▶ WHAT IS BEING ASKED: Retype, exactly as they appear below, the lines between the line holding "- created peloton-specific" and the line holding "- beefier arm for direct mount", both ends included.

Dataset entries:
========================

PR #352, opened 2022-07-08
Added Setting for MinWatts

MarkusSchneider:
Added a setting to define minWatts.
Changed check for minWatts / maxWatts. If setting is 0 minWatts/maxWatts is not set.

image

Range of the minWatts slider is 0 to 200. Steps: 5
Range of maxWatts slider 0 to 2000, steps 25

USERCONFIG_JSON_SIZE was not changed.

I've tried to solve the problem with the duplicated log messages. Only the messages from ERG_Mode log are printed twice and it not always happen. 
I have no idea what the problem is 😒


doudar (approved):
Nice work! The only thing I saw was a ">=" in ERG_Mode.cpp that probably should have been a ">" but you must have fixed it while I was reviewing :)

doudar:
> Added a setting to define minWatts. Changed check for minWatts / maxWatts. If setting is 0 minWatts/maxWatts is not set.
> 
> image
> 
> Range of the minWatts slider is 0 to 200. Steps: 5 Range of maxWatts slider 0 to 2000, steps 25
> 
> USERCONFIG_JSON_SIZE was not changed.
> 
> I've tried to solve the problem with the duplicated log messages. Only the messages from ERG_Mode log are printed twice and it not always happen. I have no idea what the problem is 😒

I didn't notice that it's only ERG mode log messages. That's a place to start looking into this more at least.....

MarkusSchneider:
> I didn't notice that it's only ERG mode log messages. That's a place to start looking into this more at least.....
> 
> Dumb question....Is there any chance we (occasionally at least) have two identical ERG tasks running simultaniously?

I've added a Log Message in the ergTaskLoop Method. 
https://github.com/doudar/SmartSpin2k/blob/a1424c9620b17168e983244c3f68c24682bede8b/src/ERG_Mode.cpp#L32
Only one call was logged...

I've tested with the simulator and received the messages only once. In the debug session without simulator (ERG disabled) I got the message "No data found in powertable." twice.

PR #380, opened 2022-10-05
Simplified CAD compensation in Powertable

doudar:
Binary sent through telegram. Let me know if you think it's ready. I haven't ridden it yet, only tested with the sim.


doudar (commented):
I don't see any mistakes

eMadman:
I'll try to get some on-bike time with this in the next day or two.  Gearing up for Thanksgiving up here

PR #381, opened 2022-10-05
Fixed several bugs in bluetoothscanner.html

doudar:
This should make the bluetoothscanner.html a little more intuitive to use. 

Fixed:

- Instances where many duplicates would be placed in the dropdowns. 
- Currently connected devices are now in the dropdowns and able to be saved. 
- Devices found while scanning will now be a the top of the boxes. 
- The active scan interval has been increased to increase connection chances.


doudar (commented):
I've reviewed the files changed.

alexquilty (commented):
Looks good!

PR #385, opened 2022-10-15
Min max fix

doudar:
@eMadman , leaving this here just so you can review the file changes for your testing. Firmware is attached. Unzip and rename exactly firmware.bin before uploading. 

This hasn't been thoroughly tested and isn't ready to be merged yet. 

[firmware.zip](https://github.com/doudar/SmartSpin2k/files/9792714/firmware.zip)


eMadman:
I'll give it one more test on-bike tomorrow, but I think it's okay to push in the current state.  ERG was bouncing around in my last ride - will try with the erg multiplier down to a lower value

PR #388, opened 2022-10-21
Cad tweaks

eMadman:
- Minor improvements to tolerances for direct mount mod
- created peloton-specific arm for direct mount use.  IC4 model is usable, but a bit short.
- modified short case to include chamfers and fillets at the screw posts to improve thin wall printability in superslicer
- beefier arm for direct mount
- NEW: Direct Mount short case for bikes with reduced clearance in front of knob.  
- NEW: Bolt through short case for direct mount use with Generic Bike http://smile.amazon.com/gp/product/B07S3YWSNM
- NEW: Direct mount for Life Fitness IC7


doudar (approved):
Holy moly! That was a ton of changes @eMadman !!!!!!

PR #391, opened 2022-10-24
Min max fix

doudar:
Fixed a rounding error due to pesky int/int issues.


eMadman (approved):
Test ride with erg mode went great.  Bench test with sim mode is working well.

========================

▶ RESPONSE:
- created peloton-specific arm for direct mount use.  IC4 model is usable, but a bit short.
- modified short case to include chamfers and fillets at the screw posts to improve thin wall printability in superslicer
- beefier arm for direct mount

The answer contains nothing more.